PR #42, opened 2023-08-22
fix(*): repair axle spacings in array formatter

naathanbrown:
## Description

The axle spacings are an edge case that were not being managed. Add a fix and a test.

## Type of change

## Checklist:


src/util/formatTechRecord.ts
```diff
@@ -5,20 +5,21 @@ const buildArray = (techRecordWithoutArrays: object, arrayName: string, formatte
   // eslint-disable-next-line @typescript-eslint/no-explicit-any
   let objectToAdd: any = {};
   let arrayIndex = 0;
+  const axleSpacingBias = arrayName.includes('axleSpacing') ? 1 : 0;
   Object.entries(techRecordWithoutArrays).sort().forEach(([key, value]) => {
     if (/_\d+_/.test(key) && key.includes(arrayName)) {
       const splitKey = key.split('_');
```
gjulien-bjss, line 11: You could do something like
```ts
const key = 'techRecord_foo_bar_2_something';

const splitKey = key.split('_');
const idx = splitKey.findIndex(k => !isNaN(parseInt(k)));


```

naathanbrown: I'll have a look at when I'm back. I do think it's worth some consideration of run time but not sure how much difference we're talking really. I do like the simple bias, was thinking just a rename as 'nested array bias' and then depending how nested it is it can work. Thoughts on that?

gjulien-bjss: Considering the operation we're doing here, I don't think running `findIndex` on an array with a maximum length of around 5 or 6 will add significant processing time.

Especially since this saves a call to `includes`, which probably does a loop on the string under the hood anyways

gjulien-bjss: After attending a talk saying benchmarking solved all arguments, I thought I'd benchmark it:
Benchmark2

- Includes is faster but requires hardcoding on the string of axles spacings. Regardless of how you name the variable, you still have to hardcode a string, and it's not very extensible code
- The second fastest is the `+` method
- Slowest is `parseInt` (which we are using in quite a few places in the containing function 😨)

Regardless we're still at 16M op/s second in the `+` method, so I'd argue we're still doing this fast enough.

src/util/formatTechRecord.ts
```diff
@@ -48,11 +51,14 @@ export const formatTechRecord = (techRecordWithoutArrays: object) => {
     if (!/_\d+/.test(key)) {
       // eslint-disable-next-line @typescript-eslint/no-unsafe-assignment, security/detect-object-injection, @typescript-eslint/no-unsafe-member-access
       formattedTechRecord[key] = value;
+    } else if (/techRecord_\w+_\w+_\d+/.test(key)) {
```
naathanbrown, line 54: Wonder if there is a cool way to do this without if/else now, but not sure the time needed is worth it

shivangidas (approved):

gjulien-bjss (approved):

PR #53, opened 2023-09-08
feat(cb2-8710): improve the efficiency of performing a cherished transfer

owen-corrigan-bjss:
CB2-8710: Improve the efficiency of performing a cherished transfer

Cherished transfer has two scenarios:
 1. where the agent is swapping the VRM for one from another vehicle
 2. where the agent is just changing the VRM on a single vehicle (this is different to correcting an error requires archiving the previous record)
 
 Correcting an error should just be correcting the VRM on a record (this should not archive the record)


src/handler/updateVrm.ts
```diff
@@ -1,69 +1,40 @@
...
+import { processCherishedTransfer } from '../processors/processCherishedTransfer';
+import { processCorrectVrm } from '../processors/processCorrectVrm';
 import {
-  correctVrm, getBySystemNumberAndCreatedTimestamp, searchByCriteria, updateVehicle,
+  getBySystemNumberAndCreatedTimestamp,
 } from '../services/database';
 import { getUserDetails } from '../services/user';
-import { StatusCode } from '../util/enum';
-import { formatTechRecord } from '../util/formatTechRecord';
 import { addHttpHeaders } from '../util/httpHeaders';
```
naathanbrown, line 11: If never used please remove

src/handler/updateVrm.ts
```diff
@@ -1,69 +1,40 @@
...
-      statusCode: 200,
-      body: JSON.stringify(formatTechRecord(newRecord)),
-    });
-  } catch (error) {
-    console.log(error);
-    return addHttpHeaders({
-      statusCode: 500,
-      body: JSON.stringify(error),
-    });
+  if (isCherishedTransfer) {
```
naathanbrown, line 36: I'm not sure I like this new pattern. I'd like to keep the endpoints semantically the same, so we call a processor, that returns the value, we then call to the database, that returns, then we send a response. I don't want calls nested down if possible as I want top layer visibility if that makes sense?

naathanbrown:
Really nice work, please can you clean up the imports that aren't needed and re format that handler a bit and I think this is good to go :)

src/handler/updateVrm.ts
owen-corrigan-bjss: Yeah that's fine, I can change that so that the handler is doing the calls to the db and the processor just formats and returns the records that's no problem

PR #58, opened 2023-09-11
feat(cb2-8710): improve the efficiency of performing a cherished transfer

owen-corrigan-bjss:
CB2-8710: 

Related issue: [CB2-8710]

allows cherished transfers with one or two records separates out logic for correcting a VRM and cherished transfer. 

## Type of change

## Checklist:


src/processors/processCherishedTransfer.ts
```diff
@@ -0,0 +1,126 @@
...
+      donorRecord,
+    );
+  }
+  return cherishedTransferNoDonorVehicle(newVrm, recipientRecord, userDetails);
+};
+
+const formatSecondaryVrms = (record:TechRecordType<'get'>): Array<string> | undefined => {
+  if (record.techRecord_vehicleType !== 'trl') {
+    const secondaryVrms: string[] = record.secondaryVrms ? [...record.secondaryVrms] : [];
+    secondaryVrms.push(record.primaryVrm!);
```
naathanbrown, line 29: I'd rather we ?? ''

naathanbrown:
PR looks good, can you just go over where GH has found issues and tidy those up and then lovely

src/services/database.ts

-*-*-

EXERCISE AIM: A single number is the reply: the count of lines in the entries above that have the word "good".

TASK OUTPUT: 2